Working in close partnership with other RISK teams and stakeholders (systems, reporting, regulatory, Front Office), the successful candidate will contribute to SIGMAs mission, taking responsibilities in some of the following areas:
- Participate in methodology projects, gathering and documenting requirements, considering stakeholder interests, regulatory constraints and any potential deficiencies in the current methods exposed by quality assurance processes.
- Investigate, analyse and design risk methods and models, respecting the aims of accurately capturing risks whilst considering system or other environmental constraints.
- Design, develop and test code changes required to implement the risk methods in the risk systems, whilst assisting the technical teams responsible for optimisation and promotion of the code to the production environment.
- Ensure that all methodologies, tools, processes and procedures are documented to a high standard satisfying both internal and regulatory expectations, and that any methodological changes and corresponding decision of governing bodies are promptly reflected in relevant documentation.
- Contribute to the quality assurance processes surrounding risk measurement including backtesting and VaR Adequacy (P&L Explain) process.
- Cooperate with the RISK model validation teams in the review and approval of risk models.
- Support regulatory interactions, participating in industry working groups and Quantitative Impact Studies (QIS).

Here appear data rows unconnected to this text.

Issue #16480, opened 2020-02-02
Android manifests are duplicated in samples


hannesa2:
During prepare a  pull request, I found the `AndroidManifest.xml`'s sample are there **twice**.

<img width="775" alt="image" src="https://user-images.githubusercontent.com/3314607/73610071-f8095a80-45d3-11ea-9d8f-8b180204cbf9.png">

What's the purpose of this, or is one of them just an outdated relict ?
Who knows it ?

If it's a pointless double code, I vote for a deletion to reduce confusion. But which one ?

## Eclipse ?
<img width="528" alt="image" src="https://user-images.githubusercontent.com/3314607/73610117-5df5e200-45d4-11ea-9f9e-8900f179aa58.png">
<img width="706" alt="image" src="https://user-images.githubusercontent.com/3314607/73610191-fa1fe900-45d4-11ea-99cb-151387dc4ec2.png">

## Gradle
<img width="590" alt="image" src="https://user-images.githubusercontent.com/3314607/73610128-70701b80-45d4-11ea-91c6-99ccae43feb8.png">
<img width="693" alt="image" src="https://user-images.githubusercontent.com/3314607/73610176-e2e0fb80-45d4-11ea-952f-c59d7a69d5ad.png">

## Compare a sample
<img width="1358" alt="image" src="https://user-images.githubusercontent.com/3314607/73610238-70bce680-45d5-11ea-93d2-91feefc7608c.png">

For me it looks like the one with **/**gradle**/AndroidManifest.xml is the right one

alalek:
relates #13386

Feel free to remove outdated files which supports abandoned "Eclipse ADT":
- SO topic: https://stackoverflow.com/questions/42958186/is-eclipse-adt-officially-abandoned
- old link: http://developer.android.com/tools/sdk/eclipse-adt.html
from "master" branch.

PR #16481, opened 2020-02-02
delete old AndroidManifest.xml

hannesa2:
It resolves https://github.com/opencv/opencv/issues/16480 

I found the AndroidManifest.xml's sample are there twice, a newer was introduced during switch to Gradle.
That's why I delete the old one to reduce confusion


hannesa2:
I see here https://pullrequest.opencv.org/buildbot/builders/precommit_docs/builds/23638/steps/make%20doxygen/logs/warnings%20%281%29 `mobilenet-objdetect` needs still both AndroidManifest.xml's 
That is not necessary, but I've no clue how to solve it

alalek:
@hannesa2 Refer to related tutorial page: https://docs.opencv.org/4.2.0/d0/d6c/tutorial_dnn_android.html

Path should be fixed (missing `gradle/` prefix):
```
@include android/mobilenet-objdetect/AndroidManifest.xml
```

- In a transactional or advisory capacity, assist risk managers and Front Office in the prompt, accurate and astute risk assessment of deals, where the standard and systematic methods may not be applicable or appropriate
Technical & Behavioral Competencies
A strong academic background, with at minimum a Masters in mathematics, physics or quantitative finance. Both Masters and Ph.Ds. are welcome.
A strong interest and familiarity with risk management best practises, financial markets and economic developments.
Experience in a quantitative finance environment, preferably in a market risk or counterparty risk modelling capacity; other backgrounds (e.g. Front Office quantitative research, model validation, hedge funds) are also welcome.
Sound understanding of stochastic processes and their application to risk factor simulations.
A practical knowledge of derivatives, their risk drivers and the models used to price them; exposure to at least one of the following asset classes: credit, repo, IR/FX, equity, commodities, preferably from a risk management perspective.
Design and implementation of quantitative models, preferably using C# or C++ in a source-controlled environment.
The role will expose the candidate to a wide range of professionals within the bank. Therefore, communication skills, both written and verbal, play an essential part of the day-to-day role. Previous experience in interacting with Front Office, validation functions and regulatory or supervisory bodies is a plus.
A good understanding and awareness of the regulatory framework for banks is desirable
Candidates expected to have PhD with further research experience.
Candidates should demonstrate proven record of research and academic excellence; published work is a plus.
More senior candidates are expected to demonstrate leadership in collaborative research projects.
The role will expose the candidate to a wide range of professionals within the bank. Therefore, communication skills, both written and verbal, play an essential part of the day-to-day role. Previous experience in joint research with other research teams is a plus.
Reasonable coding skills are expected.
In addition, a candidate from any background will have the ability to:
Work to meet tight deadlines.
Work flexibly as part of multiple teams and autonomously.
Grasp the intricacies of governance-related processes and procedures.
Juggle changing priorities and a varied workload.